# Problem Sheet 2

In Tasks (a)-(c), consider a simplified case of $n=1$ and $h_{\theta}(x) = \theta x$. Assume quadratic pointwise loss, $\ell(y,\hat y) = (y-\hat y)^2.$
Assume that data are samples of a random variable pair $(X,Y) \sim \mathbb{P}$.

## Task (a) (Warm-up)

- Find the expected risk $\mathbb{E}[\ell(h_{\theta}(X),Y)]$ in terms of $\theta$ and suitable expectations.
- Find the best parameter $\theta^{best} = \arg\min_{\theta \in \mathbb{R}} \mathbb{E}[\ell(h_{\theta}(X),Y)].$

## Task (b)
- Assume $X$ is uniformly distributed on $[-1,1]$, $X \sim \mathcal{U}(-1,1)$, and consider two options of generating data:
  - $Y = X$, and 
  - $Y = X - X^3$.
  
For each of those options for $Y$, compute $\theta^{best}$ and the corresponding expected risk $\mathbb{E}[\ell(h_{\theta^{best}}(X),Y)]$. What can you say about these $\theta^{best}$ and the accuracy of the prediction rule $h_{\theta^{best}}$ in each case?

## Task (c) 
Assume $X \sim \mathcal{U}(-1,1)$ as before, but the data $Y = X + \xi$ is **noisy**, that is, a function of $X$ perturbed by another random variable $\xi$ which is **independent of** $X$. Assume $\mathbb{E}[\xi] = 0$ and $\mathrm{Var}[\xi] < \infty$, where $\mathrm{Var}[\xi]$ is the variance.
- Find $\theta^{best} = \arg\min_{\theta \in \mathbb{R}} \mathbb{E}[\ell(h_{\theta}(X),Y)]$ under these new assumptions. Compare it with $\theta^{best}$ from Task (b).

---

## Task 1: simulating the "true" distribution

For testing the convergence of the empirical risk we cannot use the temperature data (or any actual data in fact), since it's finite and we cannot let $|D| \rightarrow \infty$.

To select a _class_ of models, or to test numerical algorithms, one often designs a **synthetic** distribution with known properties. One can then sample as many realisations from this distribution as desired.

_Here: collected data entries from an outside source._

PR #5785, opened 2022-08-08
Fix usages of `datetime.now()` instead of `datetime.utcnow()`

akselaase:
According to the [Rucio Documentation](https://rucio.cern.ch/documentation/developing_with_rucio/#date-format) the server should treat all naive datetime objects as UTC.  Unfortunately, `datetime.now()` was used extensively, which returns the server's local time instead of UTC time. This could for instance cause rules to expire some hours too late or early.

This commit replaces many calls to `datetime.now` with calls to `datetime.utcnow`. Some calls to `datetime.now` are left behind, these are in most cases used for measuring elapsed time, though some are also left where they concern file modification times, which are in the local time zone.

The PR contains three commits, the last two of which are somewhat unrelated changes which could be 1) squashed into the main commit or 2) moved to separate PRs if desired.

### DIFF
--- a/lib/rucio/common/utils.py
+++ b/lib/rucio/common/utils.py
@@ -27,6 +27,7 @@ import mmap
 import os
 import os.path
 import re
+import signal
 import socket
 import subprocess
 import tempfile
@@ -1349,21 +1350,19 @@ def run_cmd_process(cmd, timeout=3600):
     :return: stdout xor stderr, and errorcode
     """
 
-    time_start = datetime.datetime.now().second
     process = subprocess.Popen(cmd, stdout=subprocess.PIPE, stderr=subprocess.PIPE, shell=True, preexec_fn=os.setsid, universal_newlines=True)
 
-    running_time = 0
-    while process.poll() is None and running_time < timeout:
-        time_now = datetime.datetime.now().second
-        running_time = int(time_now - time_start)
-        time.sleep(3)
-    if process.poll() is None:
-        process.terminate()
-        time.sleep(3)
-    if process.poll() is None:
-        process.kill()
+    try:
+        stdout, stderr = process.communicate(timeout=timeout)
+    except subprocess.TimeoutExpired:
+        try:
+            # Kill the whole process group since we're using shell=True.
+            os.killpg(os.getpgid(process.pid), signal.SIGTERM)
+            stdout, stderr = process.communicate(timeout=3)
+        except subprocess.TimeoutExpired:
+            os.killpg(os.getpgid(process.pid), signal.SIGKILL)
+            stdout, stderr = process.communicate()
 
-    stdout, stderr = process.communicate()
     if not stderr:
         stderr = ''
     if not stdout:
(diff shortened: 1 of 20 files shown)


lib/rucio/core/replica.py
```diff
@@ -3855,7 +3855,7 @@ def get_suspicious_files(rse_expression, available_elsewhere, filter_=None, logg
     if not isinstance(nattempts, int):
         nattempts = 0
     if not isinstance(younger_than, datetime):
-        younger_than = datetime.now() - timedelta(days=10)
+        younger_than = datetime.utcnow() - timedelta(days=younger_than)
```
mlassnig: @cserf @dchristidis :eyes: pls

lib/rucio/common/utils.py
```diff
@@ -1347,21 +1348,19 @@ def run_cmd_process(cmd, timeout=3600):
...
-        running_time = int(time_now - time_start)
-        time.sleep(3)
-    if process.poll() is None:
-        process.terminate()
-        time.sleep(3)
-    if process.poll() is None:
-        process.kill()
-
-    stdout, stderr = process.communicate()
+    try:
```
mlassnig, line 1355: nice!

joeldierkes:
After reading the `datetime.now` and `datetime.utcnow` documentation, we should change this PR a bit:

The [`datetime.now` documentation](https://docs.python.org/3/library/datetime.html#datetime.datetime.now) clearly states, that this approach is favorable over `datetime.utcnow`:
> This function is preferred over [today()](https://docs.python.org/3/library/datetime.html#datetime.datetime.today) and [utcnow()](https://docs.python.org/3/library/datetime.html#datetime.datetime.utcnow).

The disadvantage of `datetime.utcnow` is that it sets the timezone info of the resulting datetime object to `None`, which we probably don't want. It suggests to use `datetime.now(timezone.utc)`, which sets the timezone info correctly.

I'll change that in a bit.

lib/rucio/core/replica.py
joeldierkes: Ping

akselaase:
That is Python's recommendations, but the whole Rucio codebase assumes that naive datetime objects (tz=None) are in UTC, and the point of this PR is to fix places where that assumption/convention is broken. I'm not sure introducing tz-aware datetimes is a good idea without knowing how for instance sqlalchemy treats those objects.

joeldierkes:
Okay, then let's not change it. I rebased the commits (sorry for overriding a branch in your repo @akselaase, that somehow feels dirty haha) and resolved the merge problems.

joeldierkes (dismissed):

lib/rucio/core/replica.py
dchristidis: This isn’t anything I’ve worked on, but I can provide my thoughts.

I would recommend leaving `timedelta(days=10)` as is. Obviously, it’s not right, but I would argue that this function needs to be reviewed in a separate issue. Personally, I regard the fact that it can be either an `int` or a `datetime.dateime` object as a potential source of headaches.

joeldierkes: Ok, I created #5847 and #5848 and removed it from this PR

bari12 (approved):

PR #5789, opened 2022-08-09
Migrate hermes to new heartbeat handler; Fix #5557

### LINKED ISSUE #5557: Heartbeat handler for Hermes
Motivation
----------
https://github.com/rucio/rucio/issues/5443

mlassnig:


tools/bootstrap_tests.py
```diff
@@ -148,6 +148,6 @@ def create_influxdb_database():
     if os.getenv('POLICY') == 'belleii':
         belleii_bootstrap(client)
 
-    response = create_influxdb_database()
-    if response.status_code != 201:
-        print('Failed to create rucio database in influxDB : %s' % response.text)
+    #response = create_influxdb_database()
```
rcarpa: I see what you did here :)

lib/rucio/daemons/hermes/hermes.py
```diff
@@ -202,159 +205,121 @@ def deliver_messages(once=False, brokers_resolved=None, thread=0, bulk=1000, del
...
+
+        delete_messages(to_delete)
+        logger(logging.INFO, 'submitted %i messages',
+               len(to_delete))
+
+    if len(messages) < bulk:
+        logger(logging.INFO, "Only %d messages, which is less than the bulk %d, will sleep"
+               % (len(messages), bulk))
+        must_sleep = True
+        return must_sleep
```
rcarpa: same here

lib/rucio/daemons/hermes/hermes.py
```diff
@@ -26,109 +27,95 @@
...
-
-    logger(logging.DEBUG, 'graceful stop done')
+        delete_messages(to_delete)
+        logger(logging.INFO, 'submitted %i messages', len(to_delete))
 
+    if len(messages) < bulk:
+        logger(logging.INFO, "Only %d messages, which is less than the bulk %d, will sleep"
+               % (len(messages), bulk))
+        must_sleep = True
+        return must_sleep
```
rcarpa: return False. There is a difference between None and False. On None it will sleep

tools/bootstrap_tests.py
mlassnig: Creative problems require creative solutions :-)

lib/rucio/daemons/hermes/hermes.py
mlassnig: then I don't understand the significance of `must_sleep = True` :-D

rcarpa: True = True
False = False
None = [True](https://github.com/rucio/rucio/blob/51ca4ed4bb3d3458bedb3b05e67ae023811a0139/lib/rucio/daemons/common.py#L143)

But I'm both hands for changing all daemons which rely on this implicit behavior to make it explicit and remove this "None" behavior

rcarpa: I think you missunderstood me. 
I was speaking about returning "False" when it must not sleep. rather than relying on the implicit "return None" at the end of the function 
```
    must_sleep = False
    if len(messages) < bulk:
        must_sleep = True
    return must_sleep
```

lib/rucio/daemons/hermes/hermes.py
```diff
@@ -17,145 +17,168 @@
...
+        logger(logging.INFO, "Only %d messages, which is less than the bulk %d, will sleep"
+               % (len(messages), bulk))
+        must_sleep = True
 
-    logger(logging.DEBUG, 'graceful stop requested')
-
-    die(executable, hostname, pid, heartbeat_thread)
-
-    logger(logging.DEBUG, 'graceful stop done')
+    return must_sleep
```
rcarpa, line 126: this variable may not be initialized before access

rcarpa (approved):

Issue #5696, opened 2022-07-04
Tests failing when using `docker-compose-storage.yml`


akselaase:
Motivation
----------
Due to the additions in https://github.com/rucio/rucio/pull/5530, `./tools/run_tests_docker.sh -ir` is now failing when using the `docker-compose-storage.yml` template due to a missing InfluxDB service.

- **Write** a Python **function** `TrueSample()` which returns a pair x,y which is a random sample from the following distribution:
   - $X \sim \mathcal{U}(-1,1)$ is a random value uniformly distributed between -1 and 1;
   - for a given $X$, compute the label as $Y = X - X^3 + \frac{1}{10} \xi$, where $\xi \sim \mathcal{N}(0,1)$ is a random variable with the standard normal distribution.   
   
   _Hint: read up on [numpy.random](https://numpy.org/doc/1.16/reference/routines.random.html) module_
 
- **Compute** 30 samples of x and y from `TrueSample()` and store them in _numpy_ arrays X and Y, respectively.
- **Plot** array Y vs array X using `plot()` from _matplotlib_'s _pyplot_ module. Make sure you plot **only points** (x,y) (not lines connecting them).

## Task 2: convergence of the parameter
- **Copy** over functions `features` and `optimise_loss` from Problem Sheet 1 (your implementation or my model solution)
- Take $n=1$ and **compute** $\boldsymbol\theta^* \in \mathbb{R}^2$ using `optimise_loss` applied to the data X and Y prepared in Task 1.
- **Vary** the number of samples in Task 1 in a range 30, 100, 300, 1000, 3000, and for each corresponding realisation of X and Y compute the corresponding $\boldsymbol\theta^*$.
- **Compare** $\theta^*_1$ with $\theta^{best}$ found in Task (b) as the number of samples increases.

## Task 3 (Warm-up): data splitting

- **Write a Python function** `split_data(X,Y,K,k)` that takes as input _numpy_ arrays X and Y as defined previously, a positive integer number of chunks K the data should be split into, and an index $0\le$ k $<$ K. The function should split X and Y into K subsets of equal size (you can assume that K divides the size of X and Y) and **return** 4 outputs: Xtrain, Ytrain, Xtest, Ytest, where Xtest and Ytest are the $k$-th subsets of X and Y, respectively, and Xtrain and Ytrain contain the rest of X and Y, respectively.